I did as he said, locking the door, my heart pounding against my ribs. Minutes stretched, taut and silent. Then, a single, sharp cry echoed down the hall. It was cut off abruptly.

More silence.

Finally, footsteps returned. The lock disengaged with a beep, and Damien re-entered. Alone. There was a new, thin cut on his knuckles.

"Silas?" I whispered.

"Contained. He won't trouble you again." His voice was devoid of emotion. He walked to the window, looking out at the sleeping city. "He told you the truth. About my mother. About my time. About his plan for you."

"Yes."

"And you still came to warn me. You still ran to my door."

I had no answer. My actions were a contradiction even to me.

He turned from the window, his face etched with a profound exhaustion that went beyond the physical. "The code I gave you. 0913. It wasn't just the day of the attack."

He walked to a sleek panel on his wall, pressed his palm to it. A hidden compartment slid open. Inside wasn't a weapon or data drive. It was a simple, faded photograph.

He handed it to me.

It showed a younger, softer-looking Damien, maybe eighteen, with his arm around a smiling woman with warm eyes and my exact shade of hair.

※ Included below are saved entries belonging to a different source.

PR #73, opened 2021-05-27
[MB-8071] Load test SC and TOO edit move details ghc requests

duncan-truss:
## Description

This PR adds the first patch requests to update orders, allowances, and customer/service member records as a SC or TOO would on their respective Move Details page.

I added my first pytests for the OfficeDataStorageMixin that caught a bug with how I was storing some things.  I also added more local storage for duty station IDs because faker will not generate valid ones for us.

I had to add custom faker logic for the TAC field that has to be 4 characters long.  I also extended the parser to read the minimum and maximum definitions for fields like proGear weight and then call the faker random_int function with those range limits.

Here is the [corresponding PR in the mymove repo](https://github.com/transcom/mymove/pull/6696) that makes some changes to the ghc swagger to required backupContact fields and add the minimum and maximum validations that we already had on the model.

I added the `getCustomer` request because that is part of the header, which is displayed on the Move Details page as well.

Next to them stood a man with Silas's nose and a kind smile. A family portrait.

"It was my mother's birthday," Damien said, his voice rough. "The last one we celebrated before she was killed. Before my father's curse. Before everything."

He pointed to the woman, his mother. Then his finger moved to the necklace she wore, a delicate crescent-moon pendant.

"My mother's name was Elara. She was an Omega." His gaze lifted, piercing me. "She designed that pendant. It's a suppressor, like the one Martin used on you. She made two."

My breath hitched. A terrible, beautiful suspicion blossomed.

He reached into the compartment again and pulled out a small velvet box. He opened it.

Nestled inside was an identical crescent-moon pendant.

"She made one for herself," he said, his eyes holding a universe of pain and hope. "And one for the daughter she was forced to give up to save her life. For you, Lydia."